Friday, February 12, 2016

Identifying temptations

by José Antonio Pagola (English translation by Rebel Girl)
Buenas Noticias: Blog de Jose Antonio Pagola
February 14, 2016

Luke 4:1-13

According to the gospels, the temptations experienced by Jesus are not properly of a moral nature. They are suggestions in which false ways of understanding and living his mission are proposed to him. So his reaction serves as a model for our moral behavior but, above all, it warns us so that we don't deviate from the mission Jesus entrusted to his followers.

First of all, his temptations help us to identify more lucidly and responsibly the ones that his Church and those of us who form it could experience today. How will we be a Church that is faithful to Jesus if we aren't aware of the most dangerous temptations that could deviate us today from his plan and lifestyle?

In the first temptation, Jesus refuses to use God to "change" stones into bread and thus satisfy his hunger. He won't follow that path. He won't seek his own interest. He won't use the Father in a selfish way. He will feed on the living Word of God; he will only "multiply" bread to feed the people's hunger.

This is probably the most serious temptation of Christians in the rich countries -- to use religion to complete our material well-being, quiet our consciences, and make our Christianity devoid of compassion, being deaf to God's voice that is still crying out to us, "where are your brothers?".

In the second temptation, Jesus refuses to obtain "power and glory" on the condition of submitting like all the powerful to the abuse, lies, and injustice on which power inspired by the "devil" relies. The kingdom of God isn't imposed, it is offered with love. He will only worship the God of the poor, the weak, and the helpless.

In these times of loss of social power, it is tempting for the Church to try to regain the "power and glory" of other times, even claiming absolute power over society. We are losing an historic opportunity to get on a new path of humble service and fraternal accompaniment of today's men and women who so need love and hope.
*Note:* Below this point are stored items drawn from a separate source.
Issue #738, opened 2016-08-18
Fast accessURL on many Dirac files


rmatev:
`DiracFile.accessURL` is great, but way too slow (~8 s). I often have jobs with few hundred subjobs. If I call `.accessURL()` on the output file of each subjob, it will take O(hour) to get all the urls, which is unacceptable.

My solution to this was to make one Dirac call for many files:

``` python
from GangaDirac.Lib.Utilities.DiracUtilities import execute
opts = '--Protocol xroot,root'
cmd = 'dirac-dms-lfn-accessURL {} {}'.format(','.join(lfns), opts)
output = execute(cmd, shell=True)
```

Unfortunately, this is broken in 6.1.22 (and 6.1.24), MWE:

``` python
[22:42:41]
Ganga In [6]: from GangaDirac.Lib.Utilities.DiracUtilities import execute

[22:42:46]
Ganga In [7]: execute('dirac-dms-lfn-accessURL /lhcb/user/r/rmatev/2016_08/136797/136797530/ntuples.root', shell=True)
ERROR    Error: insecure string pickle
ERROR    Unknown/Unexpected ERROR!!
...
ValueError: insecure string pickle
```

I'd appreciate a lot any workarounds as well as a proper longer term solution.

rmatev:
And of course I don't need ganga's execute in this case. It can be replaced by
```python
subprocess.check_output(['lb-run', 'LHCbDirac/latest', 'dirac-dms-lfn-accessURL', '/lhcb/user/r/rmatev/2016_08/136797/136797530/ntuples.root'])
```

The question about a proper solution still holds.

mesmith75:
You make a good point about the time. I think it is because ganga looks up the list of locations for the DiracFile and then gets the accessURL for a specified location picked from the list. Both of these things take a little time.

We can certainly come up with a function in ganga to give you the accessURLs from a list of LFNs.
As you point out that functionality exists with LHCbDirac. You can download a list of LFNs into a text file from Ganga:
```python
J = 1017
j=jobs(J)
thefile = open(str(J)+"_LFNs.txt",'w')
ds = []
for js in j.subjobs:
     if js.status=='completed':
         thefile.write("%s\n" % js.backend.getOutputDataLFNs()[0])
thefile.close()
```
And then point dirac-dms-lfn-accessURL to it:
```
dirac-dms-lfn-accessURL < 1017_LFNs.txt
```

[...]

PR #801, opened 2016-09-21
Get a list of accessURLs from a Dirac job

mesmith75:
Implementation of #738  This allows a user to get a list of accessURLs from a Dirac job with `jobs(1).backend.getOutputDataAccessURLs()`. There is a function in Dirac utilities to get the URLs from a list of LFNs. The function in DiracBase uses `getOutputDataLFNs` and passes that list.

I may need to add in some checks and exceptions in case of missing files or SEs.


python/GangaDirac/Lib/Utilities/DiracUtilities.py
```diff
@@ -214,6 +214,34 @@ def _checkProxy( delay=60, renew = True, shouldRaise = True, force = False ):
...
+        else:
+          SEs.append(thisSE)
+    myURLs = []
+    # Loop over the possible SEs and get the URLs of the files stored there.
+    # Remove the successfully found ones from the list and move on to the next SE.
+    for SE in SEs:
+      thisSEFiles = execute('getAccessURL(%s, "%s")' % (lfns , SE))['Value']['Successful']
+      for lfn in thisSEFiles.keys():
+        myURLs.append(thisSEFiles[lfn])
+        lfns.remove(lfn)
```
drmarkwslater: This will change the list that has been sent into the function which is almost certainly **not** what's expected. Either do a `copy` of the list or just add to a `done_lfn_list` and compare the two.

python/GangaDirac/Lib/Utilities/DiracUtilities.py
```diff
@@ -214,6 +214,34 @@ def _checkProxy( delay=60, renew = True, shouldRaise = True, force = False ):
...
+      # If we gotten to the end of the list then break
+      if len(lfns)==0:
```
drmarkwslater: Spaces around the operator '=='

python/GangaDirac/Lib/Utilities/DiracUtilities.py
```diff
@@ -214,6 +214,34 @@ def _checkProxy( delay=60, renew = True, shouldRaise = True, force = False ):
             last_modified_time = time.time()
 
 
+def getAccessURLs(lfns):
```
rob-c: Can we introduce some code quality tests on Jenkins to highlight these things? I've seen this come up before somewhere.

python/GangaDirac/Lib/Utilities/DiracUtilities.py
rob-c: `if not lfns` ?

rob-c:
Can we add some level of checks around the execute rather than just calling dictionary elements which may not exist.

rob-c:
Should this be 6.3 or 6.2.1 as it's not really a bugfix?

drmarkwslater:
But doesn't execute now raise an exception if it fails? And therefore if 
it's got to this point, then the dictionaries should be valid? Maybe I'm 
missing something though...

python/GangaDirac/Lib/Utilities/DiracUtilities.py
drmarkwslater: Fair point 😄

drmarkwslater:
Definitely 6.3 :)

rob-c:
@drmarkwslater Not if this is going into 6.2.1. In which case I'll look to merge my branch and then this can be changed to make use of the new features.
I think I agree with 6.3.0 😄

mesmith75:
@rob-c Yes I think it would be a good idea to add some checks for whether files or SEs are properly available and wait for 6.3.

mesmith75:
@drmarkwslater I would be fine with making the function to get the URLs from a list of LFNs global.

python/GangaDirac/Lib/Backends/DiracBase.py
```diff
@@ -474,6 +474,11 @@ def getOutputDataLFNs(self):
             lfns.extend([f.lfn for f in outputfiles_iterator(j, DiracFile) if f.lfn != ''])
         return lfns
 
+    def getOutputDataAccessURLs(self):
+        """Retrieve the list of accessURLs assigned to outputdata for a job"""
+        urls = getAccessURLs(self.getOutputDataLFNs())
+        return urls
```
rob-c: why not just return this and save a not strictly needed assignment?

drmarkwslater:
Actually,I was suggesting making the global function take a list of 
*DiracFiles* rather than LFNs, then this backend function would just 
give all the DiracFiles for all the jobs/subjobs to this function. It 
could then be exposed in the GPI.

Actually, thinking more about it, maybe a 'static' function in 
DiracFile? Not sure - anyone else care to comment?

rob-c:
I think I like the approach which is taken here tbh.

The method could easily take an iter-able object containing either `DiracFile` or `LFN` if there is an `isinstance` check to parse the input. (It would be nice to use this with a `DataSet` object for instance.
(This or we add a short helper function in the `GangaDataset` which _should_ inherit correctly)

It would be nice for users save the constant extraction of `file.lfn` values if we expose this at the `GPI`. I think this has been effectively requested at the `GPI` from users.

I think it makes sense to have this method used by the `DiracFile.getAccessURL` method which should call the static method in the same way to save the interfaces becoming inconsistent.

python/GangaDirac/Lib/Backends/DiracBase.py
```diff
@@ -90,7 +90,7 @@ class DiracBase(IBackend):
                                doc='Settings for DIRAC job (e.g. CPUTime, BannedSites, etc.)')
     })
     _exportmethods = ['getOutputData', 'getOutputSandbox', 'removeOutputData',
-                      'getOutputDataLFNs', 'peek', 'reset', 'debug']
+                      'getOutputDataLFNs','getOutputDataAccessURLs', 'peek', 'reset', 'debug']
```
milliams: Needs a space after the comma before `'getOutputDataAccessURLs'`

python/GangaDirac/Lib/Utilities/DiracUtilities.py
milliams: I'm not sure that `DiracUtilities.py` is the right place for this. This file is used for functions which support the DIRAC subsystem, not for miscellaneous DIRAC functions.

Given that this function is only used in one place (in a one-liner no less) inside `DiracBase`, it probably makes more sense to put it in inline inside `getOutputDataAccessURLs`.

python/GangaDirac/Lib/Utilities/DiracUtilities.py
```diff
@@ -214,6 +214,34 @@ def _checkProxy( delay=60, renew = True, shouldRaise = True, force = False ):
...
+    for a provided list of lfns.
+    """
+    # Get all the replicas
+    reps = execute('getReplicas(%s)' % lfns)
+    # Get the SEs
+    SEs = []
+    for lf in reps['Value']['Successful']:
+        for thisSE in reps['Value']['Successful'][lf].keys():
+            if thisSE not in SEs:
+                continue
```
milliams: I'm guessing there was a mistake made here when editing as this set of loops does nothing.

milliams:
Also, the new function will need a test or two.

python/GangaDirac/Lib/Utilities/DiracUtilities.py
rob-c: I would have said `DiracUtils` within the `Backend` would have been better, there's already functions like that there.
I would __really__ like to see the `DiracFile` making use of this to reduce the overhead of duplication of functionality.

rob-c:
Testing, again, should be covered by a test working with the `DiracFile` imo. But obviously with the mocks passed down to the execute calls.

python/GangaDirac/Lib/Utilities/DiracUtilities.py
mesmith75: Yes, that was a mistake

mesmith75:
Ok, I'll move it into the backend DiracUtils. I'll also export it to the GPI as that would be useful. I'll add an ```isinstance``` and grab the LFNs from DiracFiles if they are passed.

mesmith75:
@rob-c There was a reason I didn't put this into the DiracFile implementation. For a single file it is possible to specify the preferred SE. Here is is more of an issue as files will be spread all over the place. I would quite like to keep the option to specify the SE for a single file.

rob-c:
@mesmith75 I would argue it still makes sense to allow for selecting a `defaultSE` for a list of LFN if you know they are replicated in multiple sites (and in the case of 1 experiment I know this would be useful!).
Just keeping the sensible defaults or not advertising this feature in the GPI interface would be fine when processing a list I would argue, but I'd be keen to make sure that these 2 different methods don't get out of sync. If we're duplicating functionality I'd say at least try to keep it in 1 file so that keeping track is easier.

mesmith75:
Ok then that seems reasonable. We can make sure it tries the specified SE first before moving on to the others.

mesmith75:
The last commit puts the main function in Backends/DiracUtils.py . This is called from DiracFile, and in DiracBase . I also exported it to the GPI. It takes a list of all strings, or extracts the DiracFiles from a mixed list (i.e. from job.outputfiles).

For a specified SE I just move it to the front of the list that gets looped over so it goes first, otherwise it just takes them in the order of the SEs that is returned by getReplicas.

Is there a better way to check for a DiracFile? Currently it is the MetaClassObject type.

rob-c:
@mesmith75 first can you rebase on 6.3-features to pull in the changes wrt execute which have been committed to this branch. This removes the need to find the Value dict element.

An isinstance(object, Diracfile) check should identify the class as you would expect. If you're expiring the method correctly the proxy layer should remove the proxy around the file objects correctly. If not a stipProxy call is needed and i think you've found a bug

mesmith75:
retest this please

mesmith75:
Any objections to merging this, pending the tests?

python/GangaDirac/Lib/Backends/DiracUtils.py
```diff
@@ -4,6 +4,9 @@
 #from GangaDirac.BOOT       import dirac_ganga_server
 from GangaDirac.Lib.Utilities.DiracUtilities import execute, GangaDiracError
 from Ganga.Utility.logging import getLogger
+from GangaDirac.Lib.Files.DiracFile import DiracFile
+from Ganga.GPIDev.Lib.File.File import File
```
alexanderrichards: This import is never used in the code that you have added to the file in this PR. Is this a missing dependency from before or is it redundant?

python/GangaDirac/Lib/Backends/DiracUtils.py
```diff
@@ -120,3 +123,53 @@ def for_each(func, *iterables, **kwargs):
...
+    for lf in reps['Successful']:
+        for thisSE in reps['Successful'][lf].keys():
+            if thisSE not in SEs:
+                SEs.append(thisSE)
+    myURLs = []
+    # If an SE is specified, move it to be the first element in the list to be processed.
+    if defaultSE != '':
+        if defaultSE in SEs:
+            SEs.remove(defaultSE)
+            SEs.insert(0,defaultSE)
```
alexanderrichards: PEP8: requires a space between the args

python/GangaDirac/Lib/Backends/DiracUtils.py
mesmith75: It is redundant.

PR #803, opened 2016-09-23
Some proxy improvements, docs and handling of objects through 'addProxy'

rob-c:
This PR fixes a shortcoming of the `addProxy` method which means that using this around a class would simply return the class and not add a proxy to it. You would unlikely notice until your class starts getting the raw kwds from the GPI which is a problem when the class hasn't been correctly modified to pass this down to the underlying `GangaObject` or to handle them itself.

I've also added a switch to `getRuntimeGPIObject` as well as a few doc changes.

I'm keen to merge this asap into `6.3-features` as this is required for another PR I'm working on.


python/Ganga/GPIDev/Base/Proxy.py
```diff
@@ -229,24 +244,36 @@ def isType(_obj, type_or_seq):
...
+    """
     if isType(obj, GangaObject):
         if not isProxy(obj):
             if hasattr(obj, proxyObject):
                 return getattr(obj, proxyObject)
             else:
                 return GPIProxyObjectFactory(obj)
+    elif isclass(obj):
+        if not issubclass(obj, GPIProxyObject):
+            addProxyClass(obj)
```
milliams: Does this need the `addProxyClass()` call. Is that not done automatically by `getProxyClass()` anyway.

python/Ganga/GPIDev/Base/Proxy.py
```diff
@@ -229,24 +244,36 @@ def isType(_obj, type_or_seq):
...
+        obj (object): This may be an instance or a class
+    """
     return getattr(obj, implRef, obj)
 
 
 def addProxy(obj):
-    """Adds a proxy to a GangaObject"""
+    """Adds a proxy to a GangaObject instance or class
+    Args:
+        obj (GangaObject, class): This may be a Ganga object or class which you're wanting to add a proxy to
```
milliams: When I made the suggestion in the SharedFile PR to use `addProxy()` on a class name to get the proxied version I didn't realise it didn't currently support it. I'd rather keep this function simple and only use it on instances, not classes. If you need to get the proxy class version of a `GangaObject` then there's `getProxyClass()`. There's no need for a single function to be able to cover all bases, different situations need different solutions.

rob-c: I think it is used and advertised to be used in this way in the core. I see no downside to being able to add a wrapper to any and all objects especially when the logic is effectively this simple.

python/Ganga/GPIDev/Base/Proxy.py
rob-c: good point.

python/Ganga/GPIDev/Base/Proxy.py
rob-c: OK, it's not actively used this was but it was intended to be when I cleaned up the methods around this a while ago.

In the third temptation, Jesus refuses to fulfill his mission by resorting to easy success and ostentation. He will not be a triumphalist Messiah. He will never put God at the service of his conceit. He will be among his own as one who serves.

It will always be tempting for some to use the religious space to seek repute, renown, and prestige. Few things are more ridiculous in following Jesus than ostentation and seeking honors. They harm the Church and make it truly empty.